Protection of sex workers
BMJ 2007; 334 doi: https://doi.org/10.1136/bmj.39087.642801.BE (Published 11 January 2007) Cite this as: BMJ 2007;334:52- Michael D E Goodyear, assistant professor (mgoodyear{at}dal.ca)1,
- Linda Cusick, reader in substance use2
- 1Department of Medicine and Women's Centre, Dalhousie University, NS, Canada B3H 2Y9
- 2Institute for Applied Social and Health Research, University of Paisley, PA1 2BE UK
Between 2 and 12 December 2006, the bodies of five young women—Gemma Adams, Tania Nicol, Anneli Alderton, Paula Clennell, and Annette Nicholls (aged 19-29)—were discovered near Ipswich.w1 Their involvement in street prostitution created a media controversy over whether labelling them as prostitutes was dehumanising, as well as raising questions about our duty to protect such women, and how this can be best achieved.w2 Sex workers and their families have spoken of abuse and violence, and they have added a human face to these women's lives.
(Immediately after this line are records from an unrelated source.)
PR #4201, opened 2026-06-22
fix(#4196): forward dead-letter reason and description to Azure Service Bus native fields

### LINKED ISSUE #4196: ASB: rejected messages dead-lettered with blank reason/description
### Symptom
Handler-rejected Azure Service Bus messages are dead-lettered with **blank** `DeadLetterReason` and `DeadLetterErrorDescription`. The real reason exists only in logs, so DLQ triage means pivoting to log search and correlating by sequence number / message id.

### Root cause
`AzureServiceBusConsumer.RejectAsync` computes the reason and description, logs them, then settles with the **no-reason** overload:

```csharp
var reasonString = reason is null ? nameof(RejectionReason.DeliveryError) : reason.RejectionReason.ToString();
var description  = reason is null ? "unknown" : reason.Description ?? "unknown";
Log.DeadLetteringMessage(Logger, message.Id.Value, lockToken, reasonString, description); // logged…
await ServiceBusReceiver!.DeadLetterAsync(lockToken);                                      // …then dropped
```

`git blame`: these fields were introduced in #3918 (Universal DLQ) and wired only into the log line; the no-reason settle predates it and was never updated. Sync `Reject` delegates here via `BrighterAsyncContext.Run`, so it shares the behaviour. This is the **only** Brighter-initiated dead-letter call site — ASB-native auto-deadlettering (TTL expiry, max-delivery-count) already populates the columns itself.

Present on `10.4.1` and `master`. The SDK (`Azure.Messaging.ServiceBus` 7.20.1) already ships `DeadLetterMessageAsync(message, deadLetterReason, deadLetterErrorDescription, ct)` (4096-char cap, requires PeekLock — which Brighter uses); the gateway just never calls it. Consistent with ADR `0045-provide-dlq-where-missing` ("defer to native") — this makes the deferral non-lossy rather than pulling ASB into the produced-message Universal DLQ path.

### Proposed fix
Add a forwarding overload to `IServiceBusReceiverWrapper`, implement it via the existing `CreateMessageShiv` pattern (as `Complete`/`DeadLetter`/`Abandon` do) with 4096-char truncation, and change the single settle call to pass `reasonString`/`description`. Result: `DeadLetterReason` ← enum name, `DeadLetterErrorDescription` ← description text. Test-first, covering async + sync paths.

### Questions
@iancooper:
1. Confirm the unforwarded reason in #3918 is an oversight and forwarding to the native overload is acceptable?
2. The overload must go on the **public** `IServiceBusReceiverWrapper` (the consumer calls through it) — a breaking change for external implementers. A default interface method isn't viable (`netstandard2.0` is in the target matrix). Accept the interface addition, or prefer a different shape?

DevJonny:
Fixes #4196.

When a handler rejects a message consumed from Azure Service Bus, AzureServiceBusConsumer.RejectAsync computed the rejection reason and description, logged them, then settled via the no-reason DeadLetterAsync overload — leaving the broker's native DeadLetterReason / DeadLetterErrorDescription fields blank. Operators triaging the DLQ saw empty columns and had to pivot to logs and correlate by sequence number.

git blame shows the reason/description were introduced in #3918 (Universal DLQ) and wired only into the log line; the no-reason settle predates it and wasn't updated. As confirmed on #4196, this is an oversight, and forwarding to the native overload is the intended fix (consistent with ADR 0045's "defer to native").

Change
- New DeadLetterAsync(lockToken, reason, description) overload on the public IServiceBusReceiverWrapper (per maintainer steer on #4196 — interface addition accepted; DIM not viable under netstandard2.0).
- Implemented via the existing message shiv against the SDK's native DeadLetterMessageAsync, truncating to ASB's 4096-char limit.
- RejectAsync forwards the values it already computes; sync Reject inherits via BrighterAsyncContext.Run.

  Testing
  - Developer tests (no mocks, fake wrapper) for both Proactor (async) and Reactor (sync) consumers.
  - Builds clean across netstandard2.0;net8.0;net9.0;net10.0; full ASB unit suite green (live-infra tests excluded).
  - No ADR (bug fix, honours existing ADR 0045); release note added.


iancooper:
@DevJonny Can you peer at this feedback for me:

"Test coverage 🔶

Per the repo's strict TDD stance, two introduced behaviors are unverified:

    Truncation — Truncate() and the 4096 boundary are entirely untested. A test with a >4096-char description asserting the forwarded value is clamped (and exactly-4096 is untouched) would lock in the limit and document why it exists.
    Null/default reason path — the reason is null → "DeliveryError"/"unknown" branch in RejectAsync and the wrapper's description is null ? null branch aren't exercised. The new tests only cover the populated-reason case.

The two happy-path tests are clear and mirror each other well across Proactor/Reactor."

Jonny-Freemarket:
Thanks for the nudge @iancooper — facepalm, I'd already forgotten about these. 🤦

Done in the latest commit:

- **Null/default reason path** — added Proactor + Reactor tests asserting that rejecting with no reason forwards the default `DeliveryError`/`unknown` to the DLQ. Good catch, that gap was real.
- **Constant naming** — `MAX_DEAD_LETTER_FIELD_LENGTH` → `MaxDeadLetterFieldLength`.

This has provoked an overdue debate, but the same stereotyping, prejudices, myths, and a failure to appreciate the complexity and diversity of sex work and its social contexts persist.1
Sex workers around the world continue to be murdered, including about six each year in the United Kingdom.w3 Standardised mortality rates for sex workers are six times those seen in the general population (18 for murder), the highest for any group of women. Death and violence are but part of a spectrum of physical and emotional morbidity endured.2 w4-w7
At issue are human rights and repressive legislation in the UK, thus inviting comparisons with how other countries protect sex workers. Governments and health and social services have a duty of care without discrimination.3 The UK government failed these women4 w2 w8 by ignoring their voices,w9 and those of researchers, service providers, and organisations,2 5 6 7 including the BMJ,8 9 and by promoting discriminatory laws and practices.4 9 Recent policies on prostitution (such as Paying the price)10 are disturbingly reminiscent of the Victorian Contagious Diseases Acts,11 and specialist services state that these have increased the vulnerability of sex workers.4 9
Marginalisation and the “violence of stigmatisation”w10 invite victimisation and create barriers to accessing health and social care. The UK government was warned of the consequences of its actions from many quarters, but persisted.4 9 Analysis of 150 years of failed policies in the UK requires an understanding of the barriers to implementing effective broad social policies,12 which do not fit well within the narrow remit of the Home Office.4
The moral debate on sex work is deeply divisive, often denying both a voice and the ability to make choices to the women at its centre.w10 Radicals and abolitionists believe that prostitution can be eradicated and that removing criminal proscription would institutionalise violence against women and their objectification in sexual slavery. The liberal viewpoint recognises the inevitability and legitimacy of sex work and that choices, even when constrained, are still legitimate.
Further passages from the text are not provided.